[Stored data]
PR #9314, opened 2021-03-18
Changed debug level on bad LDAP connection

snipe:
This is a half-assed fix for the LDAP test box. It's a terrible solution, but its better than it was.

### TODO

- fix the JS and tests so that it *actually* tests what it says it's testing :(


uberbrady (approved):
This definitely looks at least better, that's definitely worth it!

PR #9316, opened 2021-03-18
Makes nunomaduro/collision versioning consistent with other dependencies

nunomaduro:
This pull request makes nunomaduro/collision versioning consistent with other dependencies on your `composer.json` file.


snipe:
Thanks so much, @nunomaduro - sorry it took a minute to merge. <3

Issue #9197, opened 2021-02-24
LDAP Import Custom Attributes


mexx3001:
Is it possible to import additional fields during an LDAP import?
I would like to have the corresponding manager with the users.
Departments and their managers can be created, but it would be very advantageous to be able to import thousands of users correctly with the appropriate attributes.

#### Provide answers to these questions:

- Is this a fresh install or an upgrade? 
  Fresh
- Version of Snipe-IT you're running
v5.1.1 build 5811
- What OS and web server you're running Snipe-IT on
Microsoft IIS, Windows Server 2019

mexx3001:
Does no one have any idea if this is possible? 
I would be aware that it might be a little "tinkering" but still.

valdoltra:
Does this mean we have to add custom fields ourselves?

nghia-dang:
Custom field attribute sync and view would be really handy. Right now I am using the location field to keep track of a custom attribute that is not even related to location :(

Frittenstaebchen:
have the same issue, extensionAttribute1 - 5 doesnt work

Issue #7864, opened 2020-03-02
Add more LDAP & User import features.


Mynty100:
**Server (please complete the following information):**
 - Snipe-IT Version: 4.8.0
 - OS: Linux Mint
 - Web Server: apache2
 - PHP Version: 7.3.14

**Is your feature request related to a problem? Please describe.**
We import our users from AD. Wondering if there a way we can have users who no longer match in the sync are auto disabled login? & Secondly, more importantly, the ability when importing via CSV to be able to import the other user fields. eg: Website, Address. These do not show up as fields to import.

**Describe the solution you'd like**
Add the other fields when importing user data from CSV. 
Add the ability to compare and sync AD list to currently imported users to auto-disable login and add a custom note that we can set.

**Describe alternatives you've considered**
We are using phpmyadmin to try and import the data directly into the database but worried we will break something.

Thanking you for your time.
Regards,
Mynty.

sinnbeck:
+1 
Only our admins should be able to login to the system, but we like our AD users to be in the system, to keep track of who has what computer etc.

Mynty100:
Hi team. Yes still looking for some feed back from snipe. Would be great to hear if you require more information or if this simply isn't possible etc.

Thanking you,
Mynty.

snipe:
Hi there - We haven't heard back in a bit, so I'm going to close this ticket for now, but will re-open it if you're still having issues.

![hackerman-hacking](https://user-images.githubusercontent.com/197404/31936003-27a7f6d8-b865-11e7-8f5e-eb03062925f4.gif)

PR #9318, opened 2021-03-18
Fixed  #7211, #9197, #7864, [ch15504] - Added additional LDAP fields to sync

### LINKED ISSUE #7211: Sync more attributes via LDAP
 - Snipe-IT Version: 4.7.5
 - OS: Windows Server 2016
 - Web Server: IIS
 - PHP Version: 7.3.6

We have our Active Directory attributes filled out fairly well and would like some more attributes to be synced with Snipe-IT to stop manual input.  Perhaps the ability to choose which attributes to actually pull in would be even better, so if other users have custom attributes, they can sync it without having to change Snipe-IT's code.

We'd like Title, Manager, Department, Phone, Website, Address, City, State, Country, and Zip to be added.  In my particular environment, we'd actually use `division` for Department, but that can be handled via the mapper.

We could work around this by writing directly to the database using the Employee ID as the key.

Godmartinz:
included is 4 fields that now sync with LDAP:
Telephone
Department ID
Country
Job Title

A migration has also been added for the Settings table.


snipe:
This looks good, thanks! The one thing I'm wondering is if it wouldn't make more sense to include a Department, not department ID - and try to match or generate the Dept name on the fly during that sync. I feel like most people would have the Dept name in the LDAP/AD users directory, not the ID, so if they map that incorrectly, it could cause some confusion. What are your thoughts, @uberbrady?

snipe:
(Also please try to remember to title your PRs to make them easier to generate changelogs from. Something like "Fixed  [ch15504]  - Added additional LDAP fields to sync" makes it a lot easier for me when I have to create changelogs for new versions.   Thanks!)

Godmartinz:
I can do that no problem, I was matching fields from our users' table to AD, I could add another column for department as well. To be honest there are a few other fields that will probably be handy to sync.

snipe:
>  I was matching fields from our users' table to AD, I could add another column for department as well

Well I see department ID in the list of fields, I just mean that in AD, it's more likely that someone will have a Dept name, not an Dept ID, in their directory. So we don't want to store the department name in the user table, we would:

-  map the `department` field in AD
- check the departments table in Snipe-IT to see if it exists already (by name)
- add it and get the new ID if it doesn't, just get the ID if it does (same as we do for the importer)
- add/update the department_id to the user record

Basically, the only difference is that you'd be adding in the step where we check for the department ID in the departments table, instead of expecting the Snipe-IT admins to store the `department_id` as an attribute on the user in their AD/LDAP directory. (And @uberbrady, correct me if I'm wrong here. When I used to manage our AD, I'd never have used a Dept ID, just a Dept name, but my case may have been weird.)

uberbrady:
I agree that finding (or creating!) the Department would be a really nice feature to throw in.

@Godmartinz - check out `firstOrCreate()` - a really neat method that finds the thing with the appropriate values, _or_ creates it for you - will make your code a little bit cleaner.

But it's also completely fine to do it without that helper method, it's just a convenient short-hand.

uberbrady:
@Godmartinz If you wanted to just get this PR off your plate and do Department under a different PR, that'd be fine with me - just let me know.

Godmartinz:
department id has been removed. I'll get the department done and hopefully manager done as well in a seperate PR. @uberbrady @snipe

uberbrady (approved):
Excellent! Thanks for sticking with it @Godmartinz ! We'll nail Department with your next one.

PR #9321, opened 2021-03-19
(Maybe?) Fixes the problem where we always need LDAP enabled

uberbrady:
We needed it always enabled, even if we weren't using it. This is because it was implemented as a Service Provider. I'm not sure though that this is enough to render it unnecessary (if you aren't using LDAP). Unfortunately, the constructor for the LoginController gets the LdapAd object injected into it, so it may always get loaded, no matter what.

I've tested that this does work fine on my machine for when LDAP is actually enabled in PHP, but I think we need to test with one of the people who does *not* have LDAP enabled in PHP to see if this helps them, too. I'm not sure whether or not it will.

### DIFF
--- a/app/Http/Controllers/Auth/LoginController.php
+++ b/app/Http/Controllers/Auth/LoginController.php
@@ -58,12 +58,12 @@ class LoginController extends Controller
      *
      * @return void
      */
-    public function __construct(LdapAd $ldap, Saml $saml)
+    public function __construct(/*LdapAd $ldap, */ Saml $saml)
     {
         parent::__construct();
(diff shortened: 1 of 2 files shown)


uberbrady:
I tweaked this so the `LdapAd` model is no longer needed in the constructor for the AuthController. We only inject it in those places when we are definitely going to use it.

This *should* make it so that the PHP LDAP extension isn't needed so long as you aren't using LDAP. I don't have a way to test that, however. @snipe I think your MAMP setup might let you disable LDAP - if you do that can you still log in when using this branch?

Issue #147, opened 2021-06-23
lookup and query behavior differ when using resource_name vs label_selector


jmazzitelli:
Run this playbook:

```
- hosts: localhost
  gather_facts: no
  vars:
    ansible_python_interpreter: python3
  collections:
  - kubernetes.core
  tasks:
  - k8s:
      state: present
      definition:
        apiVersion: v1
        kind: Namespace
        metadata:
          name: testns
          labels:
            customLabel: test
  - assert:
      that: query('kubernetes.core.k8s', kind='Namespace', resource_name='testns')[0].metadata.name == "testns"
  - assert:
      that: query('kubernetes.core.k8s', kind='Namespace', label_selector='customLabel=test')[0].metadata.name == "testns"
    ignore_errors: yes

  - assert:
      that: lookup('kubernetes.core.k8s', kind='Namespace', resource_name='testns')[0].metadata.name == "testns"
    ignore_errors: yes
  - assert:
      that: lookup('kubernetes.core.k8s', kind='Namespace', label_selector='customLabel=test')[0].metadata.name == "testns"
```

* **Exercise**:
Please filter the data down to the lines containing the word "really".

* **Result of this exercise**:
Custom field attribute sync and view would be really handy. Right now I am using the location field to keep track of a custom attribute that is not even related to location :(
I agree that finding (or creating!) the Department would be a really nice feature to throw in.
@Godmartinz - check out `firstOrCreate()` - a really neat method that finds the thing with the appropriate values, _or_ creates it for you - will make your code a little bit cleaner.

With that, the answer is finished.